Copy out each line of the listing below in which the string "parsers" occurs.
++++ Data
Issue #3954, opened 2024-07-31
fix: Update `LegendType` typescript definition to support 3rd (discrete) type


hydrosquall:
## Motivation

The source code handles 3 types of legend at runtime

https://github.com/vega/vega/blob/ddd2bbff9897415be968fb60e2afa6c695c9eec4/packages/vega-parser/src/parsers/legend.js#L35-L36

https://github.com/vega/vega/blob/ddd2bbff9897415be968fb60e2afa6c695c9eec4/packages/vega-parser/src/parsers/legend.js#L80-L81

The types definitions only permit 2 types of legend at compile time.

https://github.com/vega/vega/blob/8a7f2f233b7fec430e52fbe19a544c1f290be591/packages/vega-typings/types/spec/legend.d.ts#L43

This mismatch contributed to a bug like https://github.com/vega/vega-lite/issues/9399

## Proposal

- We update `LegendType` to support the third type of legend, `discrete` (implicitly discrete gradient vs continuous gradient). Note this may also impact 1 or more [docstrings](https://github.com/vega/vega/blob/8a7f2f233b7fec430e52fbe19a544c1f290be591/packages/vega-typings/types/spec/legend.d.ts#L65-L67) .

https://github.com/vega/vega/blob/8a7f2f233b7fec430e52fbe19a544c1f290be591/packages/vega-parser/src/parsers/guides/constants.js#L27

PR #3957, opened 2024-08-02
fix(legend): add third mode, `discrete`, to `LegendType`

hydrosquall:
## Motivation

- Fix https://github.com/vega/vega/issues/3954

## Changes

- Adds a type to align with the runtime behavior, + docstring update

https://github.com/vega/vega/blob/ddd2bbff9897415be968fb60e2afa6c695c9eec4/packages/vega-parser/src/parsers/legend.js#L35-L36

- [x] (Checked w/ @jheer to confirm if this is the intended behavior based on the commit that introduced this, https://github.com/vega/vega/commit/ddd2bbff9897415be968fb60e2afa6c695c9eec4

## Notes

- Broader question: would we be interested to have portions of the vega sub-packages converted to TS so we don't have to sync `.d.ts` files with JS source code as a separate step?

### DIFF
--- a/docs/docs/legends.md
+++ b/docs/docs/legends.md
@@ -13,7 +13,7 @@ Properties for specifying a legend. Legends accept one or more [scales](../scale
 
 | Property      | Type                           | Description    |
 | :------------ |:------------------------------:| :------------- |
-| type          | {% include type t="String" %}  | The type of legend to include. One of `symbol` for discrete symbol legends, or `gradient` for a continuous color gradient. If `gradient` is used only the _fill_ or _stroke_ scale parameters are considered. If unspecified, the _type_ will be inferred based on the scale parameters used and their backing scale types.|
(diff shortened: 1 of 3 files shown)


domoritz:
> Broader question: would we be interested to have portions of the vega sub-packages converted to TS so we don't have to sync .d.ts files with JS source code as a separate step?

Yes, if we can figure out a way that doesn't degrade the developer experience. So for example if I change code in a linked Vega package, the Vega editor (in local dev mode) should update.

domoritz (changes requested):
Please update the docs at https://vega.github.io/vega/docs/legends/ as well.

hydrosquall:
> Yes, if we can figure out a way that doesn't degrade the developer experience. So for example if I change code in a linked Vega package, the Vega editor (in local dev mode) should update.

Got it! I split this out to a separate issue. https://github.com/vega/vega/issues/3971

> Please update the docs

A separate followup would be to generate sections of the docs files (like this props table) from the JSDoc comments in the source code. For the time being, I made an manual update, thanks for the flagging this one.

domoritz (approved):

PR #3962, opened 2024-08-26
feat: add sort expressions

joelostblom:
I think it would be useful to have sort function in the expression language. My immediate use case is for https://github.com/vega/altair/pull/3394#pullrequestreview-2231115960, where we need to sort an array returned by `domain()`.

I'm not at all sure what the best implementation is here, or what tests are needed, so this PR is partly to move the discussion I started with @hydrosquall on slack and get additional input. I think that ideally there would just be one `sort` function that handles both numbers, strings, and mixed types, but that seems considerably more complex and I'm not comfortable writing it so I'm suggesting these simple ones which @hydrosquall showed me on slack and that directly maps to the built in JS array methods.

### DIFF
--- a/docs/docs/expressions.md
+++ b/docs/docs/expressions.md
@@ -522,6 +522,10 @@ Returns an array containing an arithmetic sequence of numbers. If _step_ is omit
 <b>slice</b>(<i>array</i>, <i>start</i>[, <i>end</i>])<br/>
 Returns a section of _array_ between the _start_ and _end_ indices. If the _end_ argument is negative, it is treated as an offset from the end of the array (_length(array) + end_).
 
+<a name="sort" href="#sort">#</a>
+<b>sort</b>(<i>array</i>)<br/>
+Sorts the array in natural order using [ascending from Vega Utils](https://vega.github.io/vega/docs/api/util/#ascending).
+
 <a name="span" href="#span">#</a>
 <b>span</b>(<i>array</i>)<br/>
 Returns the span of _array_: the difference between the last and first elements, or _array[array.length-1] - array[0]_.
--- a/packages/vega-expression/README.md
+++ b/packages/vega-expression/README.md
@@ -128,6 +128,7 @@ This package provides the following constants and functions:
 - [`lastindexof`](https://vega.github.io/vega/docs/expressions/#lastindexof)
 - [`reverse`](https://vega.github.io/vega/docs/expressions/#reverse)
 - [`slice`](https://vega.github.io/vega/docs/expressions/#slice)
+- [`sort`](https://vega.github.io/vega/docs/expressions/#sort)
 
 **String Functions**
 
--- a/packages/vega-interpreter/package.json
+++ b/packages/vega-interpreter/package.json
@@ -22,6 +22,9 @@
     "test": "TZ=America/Los_Angeles tape 'test/**/*-test.js'",
     "prepublishOnly": "yarn test && yarn build"
   },
+  "dependencies": {
+    "vega-util": "^1.17.2"
+  },
   "devDependencies": {
     "vega": "*"
   }
--- a/packages/vega-interpreter/src/functions.js
+++ b/packages/vega-interpreter/src/functions.js
@@ -1,3 +1,5 @@
+import { ascending } from "vega-util";
+
 const slice = Array.prototype.slice;
 
 const apply = (m, args, cast) => {
@@ -62,8 +64,7 @@ export default {
   lastindexof:  function() { return apply('lastIndexOf', arguments); },
   slice:        function() { return apply('slice', arguments); },
   reverse:      x => x.slice().reverse(),
-  sort:         x => x.slice().sort(),
-  sortNumeric:  x => x.slice().sort((a, b) => a - b),
+  sort:         x => x.slice().sort(ascending),
 
   // string functions
   parseFloat:   parseFloat,
--- a/packages/vega-interpreter/src/functions.js
+++ b/packages/vega-interpreter/src/functions.js
@@ -1,4 +1,4 @@
-import { ascending } from "vega-util";
+import { ascending } from 'vega-util';
 
 const slice = Array.prototype.slice;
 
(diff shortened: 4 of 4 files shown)


domoritz:
Thanks. I added a more generic comparator so we don't need two methods and added docs as well.

joelostblom:
That's great, thank you! Having just one method is much preferred.

hydrosquall:
Hey @joelostblom, thanks for putting this together!

Using the branch preview ( https://sort-functions.vega-628.pages.dev/#/ ), could you link to a sample Vega or Vega-Lite definition that would make use of this new expression? We probably want at least 1 case each for each happy path (numbers, strings, maybe one with missing data). I'm not sure we need to have an especially "nice" behavior for the mixed datatype case other than to not crash. 

> what tests are needed, 

I looked to see how tests in this package `vega-interpreter` are written ( https://github.com/vega/vega/tree/main/packages/vega-interpreter/test ), and found that it appears to involve adding an additional JSON file each to to https://github.com/vega/vega/tree/main/packages/vega/test/specs-valid and https://github.com/vega/vega/tree/main/packages/vega/test/scenegraphs . Once we confirm that this expression does what you need in the preview deploy, we can copy that JSON over to the test suite.

joelostblom:
Sorry for the delay in getting back to you @hydrosquall . I was trying out the branch preview editor right now, and it seems like it doesn't recognize the `sort` function. Try replacing `reverse` with `sort` on line 15 in the following spec and you will see that it errors with `Unrecognized function: sort`. [Open the Chart in the Vega Editor](https://sort-functions.vega-628.pages.dev/#/url/vega/N4IgJAzgxgFgpgWwIYgFwhgF0wBwqgegIDc4BzJAOjIEtMYBXAI0poHsDp5kTykSArJQBWENgDsQAGhBMkUANZkATmwbiAJmhAB3GHTjSQOJBo01xZNAJk6aG+mgBMABhkRMATwA2h9FDhvbyMNJEwUVABtUHEkBD8QMQZlAIB9FyNiJG8GOAg0aJAIkABBIyZnAA4AXwBdaqkYuITQ8PSjJJSEzrSMmUxlJHEIADM2ZQQC0C8cBLGJhm8UGTgADxxlbWU4UmUIOAAKSIByEeOpAAJjpHOrzFvjpmPagEojJHz0TDzMEDq69w0MixbyfQqxeLaTypDxwHCZbK5ZwuBpNSHoeBArBGBg4VoJOSaCAmAIHDRsZAWA7HTzHF6UXyWeiXACMlxclAELwuACoLtDYfCASBkMoFGC0QlReKjDMEt9Vr93F5fAUQArfrUZCNVJNUKBWsVDe0GiA4OIoGwNH5QLj8WhQCMaEEHSAsjkCUtFH8ZNboMoaDhMOxJPrEkCQdoADrqn6oC4xi4AaguBxoEAAatl7GSwgwEJEY98PDHXhcAPwXVr5wuxksgWoXeMxmNJ6sFos-UtvU2rV0QCPZbR2BwwIwIRa-VAcgSmzz9qDZBLz7U0QJaL4-H1FbwR13upH+c3fTamuT7XfiG1uxFS+waVXVJ-C6BLiUgCHL2WeWbaHBsCwlRAclKVDA0wiNCD2lXddtGLICxGUKcBlyU1Bksa9BX7QdgnQAVviFU0TDMCwrGnTlhSQVY8imRJF1VPCjHGNdxCnEBfBGICVHsNARmyfZ+joBi6yAgAvCxrT7ad-iAA)

domoritz:
I tried this spec btw. It definitely worked for me before but I also get `Unrecognized function: sort` right now. 

```
{


  "signals": [
    {
      "name": "foo",
      "update": "sort([1,2,3])"
    }
  ]
}

```

hydrosquall:
@joelostblom - I’m puzzled about how the other expressions for sequences
are working given that they’re only listed in one place. This is my first
time seeing a function added to the core lib rather than adding via the
extensions API.

From grepping the code for “unrecognized”, I think we might have to add
this new sort function to Vega-expression too. This package is used when
Vega is used in strict mode to be compliant with CSP.

https://github.com/vega/vega/blob/main/packages/vega-expression/src/functions.js

joelostblom:
> From grepping the code for “unrecognized”, I think we might have to add
this new sort function to Vega-expression too. 

Hmm, doesn't that sound odd given that other array functions such as `reverse` are not listed there?

Give that @domoritz mentioned the spec worked for him before, maybe there is something going on with the deploy preview?

domoritz:
I couldn't get it to work locally either yesterday. Need to dig a bit more what I did before

hydrosquall:
From what I can see, the editor doesn’t use the strict interpreter, it uses
the faster default “Function” constructor

https://vega.github.io/vega/usage/interpreter/

https://github.com/vega/editor/blob/master/src/components/renderer/renderer.tsx#L168-L171

hydrosquall:
Reverse is also defined and exported from the Vega-functions package -
maybe we have to add it to the shared function context object.

https://github.com/vega/vega/blob/main/packages/vega-functions/src/codegen.js#L236

(What I’m taking away from this PR is we may want to have a guide to adding
new functions for contributors, if doing so involves changing files in
multiple packages)

hydrosquall:
I can't speak to why the relevant code is missing from that localhost screenshot (that does seem odd), but adding the method to `codegen.js` seems to have successfully added `sort` to the editor preview. (see the test link on https://github.com/vega/vega/pull/3973 ). 

image

From revisiting the package descriptions, it looks like `vega-interpreter` is only used for the CSP compliant mode. Since the editor doesn't run in CSP mode, it didn't know about this function. `vega-expression` is used in "regular" Function constructor mode, it seems reasonable to me that if we only edited one, it should probably be the one under `codegen.js`. 

(Apologies @joelostblom , as I steered you incorrectly when I suggested `vega-interpreter` as the package to change!)

domoritz:
Moved to https://github.com/vega/vega/pull/3973

Issue #2181, opened 2019-11-21
histogram counts/labeling is surprising when nice=false


zanarmstrong:
If I create data that is simply the integers from 0 to 29 (including 0 and 29), I would expect a histogram to look something like this:

[histogram](https://vega.github.io/editor/#/url/vega-lite/N4KABGBEAkDODGALApgWwIaQFxUQFzwAdYsB6UgN2QHN0A6agSz0QFcAjOxge1IRQyUa6ALQAbZskoBmOgBY6ABjoArWNwB2kADTgo8TQDNG1bGFAQIkDACcA1mYuWrebtzF5GhMxtZixehAAvrrOkBSMyADujoGWkCgm+GbSioqhzlBRjAAmLGZyaXFBeiF6kDnoeJg4TlYa6KjIZhVVogBs7QBMAIwAHADsPcgD7IbsAJzdAKwDOXIT0-ATE12Kcj1d7YqYpRmt1bDIeLCxYZXVIp29g8Oj41Nds-OLy6vrm9s1YADacRB1TKQAAeZkU-zAZUy5ghVlBOB6EKhmUBYXhYC6SIyzlR8XR0ixENxcIKhOhxKg6OmZJRsMpZnaNJxdJBZgGTMsFNZOD6HIBLPREz5MOhJIR4OhyOZovpCMRkuxnIFZk2wq56J6BIVROVCLkat1YB61O15MNPUZptpMu5RvZVulott-QNNo1QodSrdZjWrqd6N6fuhtq6mM9-O9OC6WsyUq9-p9+vDIoTUZNscVEdTGMtGZ1kYx9rzZoLXV5yfVPo9sbiAF09uVkBoDDlGBpTLU4rbcZB2G2zk6NIx4M0cHgbKxkMLIMZkGIci1QZmoHgAJ6EUdQACOrHQGk81U8VEgxUVkFXA7C6Go1Bswjwm8gBlY+50EMga43LR3e4PVUYx7FA2Vi2A4OC9ugNgnkEQA)

![nice](https://user-images.githubusercontent.com/7397271/69289067-37690300-0bb0-11ea-8fee-ccc209bfe265.png)

This is what I see what nice=true or nice is not specified. 

[...]

PR #3967, opened 2024-09-05
fix: return adjusted stop from bin transform

### LINKED ISSUE #3966: results of binning outside computed domain
Issue was originally raised on SO: [Issue with Vega Altair Heatmap: Cell Appearing Outside the Heatmap](https://stackoverflow.com/questions/78925999/issue-with-vega-altair-heatmap-cell-appearing-outside-the-heatmap).

A (very) minimal working example that showcase the problem is the following ([Open the Chart in the Vega Editor](https://vega.github.io/editor/#/url/vega-lite/N4IgJAzgxgFgpgWwIYgFwhgF0wBwqgegIDc4BzJAOjIEtMYBXAI0poHsDp5kTykBaADZ04JAKyUATAAZKARkoArCGwB2IADQgAJkkwpUoYkkEM4ENAG1QADzTSAvhttp+syWIcBdJyGQAnAGs0UEwATxw4NBB-OChMTRBMNjZBTBocNEx-M184VSg2bRpVMhCQO0MQJhLy5Bsa1QtUAGZfADMaOEFtaLsHAaA)):
```json
{
  "$schema": "https://vega.github.io/schema/vega-lite/v5.20.1.json",
  "data": {"values": [{"x": 0}, {"x": -0.25}]},
  "mark": {"type": "rect", "tooltip": true},
  "encoding": {"x": {"bin": {"maxbins": 3}, "field": "x"}}
}
```

The results of binning is outside the computed domain of the axis.

domoritz:
Fixes #3966. It's not entirely correct since 0 should be in the bin before 0 but that's a floating point issue with a difficult underlying issue. This fix at least doesn't make bins stick out of the bounds anymore. 

Screenshot 2024-09-05 at 16 47 20

Improved example from https://github.com/vega/vega/issues/2181
Screenshot 2024-09-05 at 16 52 48

### DIFF
--- a/packages/vega-statistics/test/bin-test.js
+++ b/packages/vega-statistics/test/bin-test.js
@@ -77,15 +77,6 @@ tape('bin generates boundaries with minimum step size', t => {
   t.end();
 });
 
-tape('bin generates boundaries around the data', t => {
-  const b = bin({extent:[-0.25, 0], maxbins:3});
-  t.equal(b.start, -0.30000000000000004);  // floating point issues can come from this
-  t.equal(b.stop, 0);
-  t.equal(b.step, 0.1);
-
-  t.end();
-});
-
 tape('bin generates boundaries for given span size', t => {
   let b = bin({extent:[0, 100], span:10, maxbins:10, nice:false});
   t.equal(b.start, 0);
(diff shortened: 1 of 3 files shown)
++++++++
### Response to this task
https://github.com/vega/vega/blob/ddd2bbff9897415be968fb60e2afa6c695c9eec4/packages/vega-parser/src/parsers/legend.js#L35-L36
https://github.com/vega/vega/blob/ddd2bbff9897415be968fb60e2afa6c695c9eec4/packages/vega-parser/src/parsers/legend.js#L80-L81
https://github.com/vega/vega/blob/8a7f2f233b7fec430e52fbe19a544c1f290be591/packages/vega-parser/src/parsers/guides/constants.js#L27
https://github.com/vega/vega/blob/ddd2bbff9897415be968fb60e2afa6c695c9eec4/packages/vega-parser/src/parsers/legend.js#L35-L36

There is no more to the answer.